Problem ist nur wie der Output zustande kommt. Was die methoden machen weiss ich schon.


----------



## André Uhres (13. Jun 2007)

block 1: c1 enthält alles, daher c2 nix. c3 enthält keine Doppelgänger weil es ein Set ist, daher enthält c4 die Doppelgänger
block 2 ist eine Auflistung von c1
block 3: nacheinander eine Auflistung von c1, c2, c3 und c4, wobei die beiden Listen (c1 und c4) sortiert werden.
block 4 gibt aus dem Array den ersten Index von alice aus.


----------



## Leroy42 (13. Jun 2007)

André Uhres hat gesagt.:
			
		

> Ansonsten versuche ich meistens die Negationen _möglichst zu umgehen_.


 :shock: 

Frage 1) *Wie?*
Frage 2) *Warum?*


----------



## bygones (13. Jun 2007)

Leroy42 hat gesagt.:
			
		

> André Uhres hat gesagt.:
> 
> 
> 
> ...


negation der negation


----------



## André Uhres (13. Jun 2007)

Leroy42 hat gesagt.:
			
		

> André Uhres hat gesagt.:
> 
> 
> 
> ...


1. Z.B.: Das Glas ist nicht leer --> Das Glas hat etwas drin  
2. Weil ich meistens positiv denke


----------



## bygones (13. Jun 2007)

bist du dann ein collection.isEmpty verweigerer ? ;-)


----------



## André Uhres (13. Jun 2007)

deathbyaclown hat gesagt.:
			
		

> bist du dann ein collection.isEmpty verweigerer ? ;-)
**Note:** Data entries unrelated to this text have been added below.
PR #7306, opened 2023-02-17
client/tailscale: add tags field to Device struct

### LINKED ISSUE #7302: FR: Add tags to `client/tailscale/devices.go`

I want to know all tags a device have in the API responses.

### How should we solve this?

- Adding a field in the `Device` struct (https://github.com/tailscale/tailscale/blob/main/client/tailscale/devices.go#L38)
- Updating the API backend to add this information (both in "GET device" and "GET tailnet devices")
- Update the doc (https://github.com/tailscale/tailscale/blob/main/api.md)

I currently use https://login.tailscale.com/admin/machines and filter by tags.
With the API, I could make better tools.

### Anything else?

I think Tailscale is awesome.

nicolasbernard:
Fixes #7302

### DIFF
--- a/client/tailscale/devices.go
+++ b/client/tailscale/devices.go
@@ -44,17 +44,18 @@ type Device struct {
 	Name      string   `json:"name"`
 	Hostname  string   `json:"hostname"`
 
-	ClientVersion     string `json:"clientVersion"`   // Empty for external devices.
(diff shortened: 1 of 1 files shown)


DentonGentry:
Thank you!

Wieso, hab ich sowas gesagt? "Meistens" heisst doch noch lange *nicht *"immer"   
Ich benutze selbsverständlich auch Negationen, wo sie sinnvoll oder unumgänglich sind  :wink:


----------



## Marco13 (13. Jun 2007)

André Uhres hat gesagt.:
			
		

> 2. Weil ich meistens positiv denke


Pessimisten sind aber eigentlich bessere Programmierer :roll: :wink:


----------



## André Uhres (13. Jun 2007)

Marco13 hat gesagt.:
			
		

> ..Pessimisten sind aber eigentlich bessere Programmierer..


Mein lieber Freund, was ich mit "positiv denken" meine, hat nix mit Optimismus zu tun: 
es bedeutet schlicht und einfach einen bestimmten Sachverhalt  so zu betrachten, 
wie er in der Realität ist, und nicht so, wie er *nicht* ist. 
Falls man das überhaupt einer phylosophischen Richtung zuordnen kann, dann wohl eher zum "Realismus".
Noch weiter phylosophieren möchte ich aber *nicht* darüber


----------



## Leroy42 (14. Jun 2007)

André Uhres hat gesagt.:
			
		

> Noch weiter phylosophieren möchte ich aber *nicht* darüber



Einverstanden!   

Wie wär's dann mit 





			
				André Uhres hat gesagt.:
			
		

> ..._phylo_sophieren...


hierüber? (  )

(*SCNR*   :toll: )


----------